*** Opening of THE INPUT ***

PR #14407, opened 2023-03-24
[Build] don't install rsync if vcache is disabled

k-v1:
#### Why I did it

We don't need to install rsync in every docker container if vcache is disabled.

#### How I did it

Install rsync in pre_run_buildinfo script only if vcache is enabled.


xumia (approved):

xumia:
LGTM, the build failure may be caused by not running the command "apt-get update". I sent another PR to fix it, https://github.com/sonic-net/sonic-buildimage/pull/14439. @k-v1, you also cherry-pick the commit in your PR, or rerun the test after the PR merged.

*** Close of THE INPUT ***
*** Opening of THE INPUT ***

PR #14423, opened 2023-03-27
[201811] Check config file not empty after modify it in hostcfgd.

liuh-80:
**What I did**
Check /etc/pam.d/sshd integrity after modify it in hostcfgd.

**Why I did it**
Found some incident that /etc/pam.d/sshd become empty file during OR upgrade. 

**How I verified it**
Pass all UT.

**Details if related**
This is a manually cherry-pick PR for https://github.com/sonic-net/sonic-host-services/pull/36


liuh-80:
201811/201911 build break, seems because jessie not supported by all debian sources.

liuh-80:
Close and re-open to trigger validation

*** Close of THE INPUT ***
*** Opening of THE INPUT ***

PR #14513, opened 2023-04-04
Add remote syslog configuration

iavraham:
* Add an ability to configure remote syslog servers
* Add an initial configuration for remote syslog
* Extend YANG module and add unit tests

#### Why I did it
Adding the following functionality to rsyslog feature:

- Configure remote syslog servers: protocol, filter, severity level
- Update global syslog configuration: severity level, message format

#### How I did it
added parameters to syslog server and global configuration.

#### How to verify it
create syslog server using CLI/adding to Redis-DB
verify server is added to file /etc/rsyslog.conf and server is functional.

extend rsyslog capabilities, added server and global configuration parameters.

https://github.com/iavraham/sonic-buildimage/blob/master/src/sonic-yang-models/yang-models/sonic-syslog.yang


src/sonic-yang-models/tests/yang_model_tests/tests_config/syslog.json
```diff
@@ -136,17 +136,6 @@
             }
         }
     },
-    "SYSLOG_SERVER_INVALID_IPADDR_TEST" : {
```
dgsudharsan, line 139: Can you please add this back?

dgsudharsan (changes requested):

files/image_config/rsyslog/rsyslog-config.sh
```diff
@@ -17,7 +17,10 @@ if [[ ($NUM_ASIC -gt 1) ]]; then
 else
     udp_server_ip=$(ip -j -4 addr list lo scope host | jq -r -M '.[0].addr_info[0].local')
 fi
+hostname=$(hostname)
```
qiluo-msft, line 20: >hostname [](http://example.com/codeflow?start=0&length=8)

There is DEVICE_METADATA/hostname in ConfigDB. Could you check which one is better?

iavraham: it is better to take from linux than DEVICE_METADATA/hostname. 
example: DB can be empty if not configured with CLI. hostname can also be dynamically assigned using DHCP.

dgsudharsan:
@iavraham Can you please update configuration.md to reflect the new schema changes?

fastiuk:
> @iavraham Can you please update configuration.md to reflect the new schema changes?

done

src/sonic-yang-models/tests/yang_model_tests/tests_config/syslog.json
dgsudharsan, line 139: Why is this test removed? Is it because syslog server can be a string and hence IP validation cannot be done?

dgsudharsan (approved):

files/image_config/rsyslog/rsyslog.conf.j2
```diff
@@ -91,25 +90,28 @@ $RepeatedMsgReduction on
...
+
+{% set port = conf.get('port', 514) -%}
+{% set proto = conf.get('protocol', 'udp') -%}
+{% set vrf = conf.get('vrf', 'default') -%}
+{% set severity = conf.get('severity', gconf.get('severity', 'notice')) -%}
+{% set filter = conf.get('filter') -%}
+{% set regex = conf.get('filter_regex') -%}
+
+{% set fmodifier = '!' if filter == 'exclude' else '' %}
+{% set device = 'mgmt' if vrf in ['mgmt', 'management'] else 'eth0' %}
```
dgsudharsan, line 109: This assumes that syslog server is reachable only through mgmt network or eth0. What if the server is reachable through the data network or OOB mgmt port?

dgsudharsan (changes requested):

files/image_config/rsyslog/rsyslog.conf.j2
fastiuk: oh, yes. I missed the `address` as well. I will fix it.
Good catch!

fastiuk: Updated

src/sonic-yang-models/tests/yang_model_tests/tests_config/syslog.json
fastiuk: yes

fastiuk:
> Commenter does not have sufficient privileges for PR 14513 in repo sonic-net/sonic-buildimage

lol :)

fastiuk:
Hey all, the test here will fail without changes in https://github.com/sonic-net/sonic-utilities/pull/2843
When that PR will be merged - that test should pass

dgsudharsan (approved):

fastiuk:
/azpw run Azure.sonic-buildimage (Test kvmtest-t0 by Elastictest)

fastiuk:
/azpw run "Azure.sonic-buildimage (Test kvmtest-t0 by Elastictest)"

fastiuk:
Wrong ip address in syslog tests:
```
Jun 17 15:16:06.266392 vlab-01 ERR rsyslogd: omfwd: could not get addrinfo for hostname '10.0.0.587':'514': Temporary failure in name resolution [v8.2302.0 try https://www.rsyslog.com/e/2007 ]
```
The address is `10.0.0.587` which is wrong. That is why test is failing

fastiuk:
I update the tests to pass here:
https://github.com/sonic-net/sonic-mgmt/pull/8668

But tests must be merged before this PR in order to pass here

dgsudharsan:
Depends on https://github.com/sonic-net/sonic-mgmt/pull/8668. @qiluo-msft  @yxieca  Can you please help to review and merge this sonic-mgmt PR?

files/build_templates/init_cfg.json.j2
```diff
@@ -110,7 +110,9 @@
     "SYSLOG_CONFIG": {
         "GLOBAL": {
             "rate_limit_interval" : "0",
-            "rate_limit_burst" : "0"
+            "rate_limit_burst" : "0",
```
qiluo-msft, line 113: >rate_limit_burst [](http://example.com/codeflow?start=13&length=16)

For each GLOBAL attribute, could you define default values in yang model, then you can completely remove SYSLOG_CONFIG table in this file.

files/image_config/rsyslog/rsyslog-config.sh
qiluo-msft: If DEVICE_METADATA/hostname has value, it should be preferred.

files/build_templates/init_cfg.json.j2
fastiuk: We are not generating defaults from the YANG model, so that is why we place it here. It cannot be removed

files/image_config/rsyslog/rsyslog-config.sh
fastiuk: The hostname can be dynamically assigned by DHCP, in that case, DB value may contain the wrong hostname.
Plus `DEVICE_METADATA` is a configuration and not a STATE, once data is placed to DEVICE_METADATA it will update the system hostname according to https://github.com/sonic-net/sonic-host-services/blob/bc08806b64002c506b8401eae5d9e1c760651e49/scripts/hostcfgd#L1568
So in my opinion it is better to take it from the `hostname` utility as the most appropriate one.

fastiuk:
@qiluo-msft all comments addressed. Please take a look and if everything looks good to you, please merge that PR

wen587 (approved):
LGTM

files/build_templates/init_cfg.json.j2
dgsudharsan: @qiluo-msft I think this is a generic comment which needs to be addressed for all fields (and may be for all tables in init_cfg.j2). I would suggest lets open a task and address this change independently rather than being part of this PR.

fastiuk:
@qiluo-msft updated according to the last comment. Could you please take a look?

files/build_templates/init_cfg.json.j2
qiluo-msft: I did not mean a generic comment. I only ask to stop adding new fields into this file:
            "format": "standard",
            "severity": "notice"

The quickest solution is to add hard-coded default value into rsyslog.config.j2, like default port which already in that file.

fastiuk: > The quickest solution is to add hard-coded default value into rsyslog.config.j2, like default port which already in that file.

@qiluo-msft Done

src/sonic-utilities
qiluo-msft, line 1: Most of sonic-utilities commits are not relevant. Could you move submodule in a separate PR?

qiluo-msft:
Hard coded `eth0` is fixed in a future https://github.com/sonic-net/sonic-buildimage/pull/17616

*** Close of THE INPUT ***

_EXERCISE_:
In the data above, find the line with "PR #14407, opened 2023-03-24" and the line with "Install rsync in pre_run_buildinfo". Retype both, plus every line between them, exactly.

_TASK RESPONSE_:
PR #14407, opened 2023-03-24
[Build] don't install rsync if vcache is disabled

k-v1:
#### Why I did it

We don't need to install rsync in every docker container if vcache is disabled.

#### How I did it

Install rsync in pre_run_buildinfo script only if vcache is enabled.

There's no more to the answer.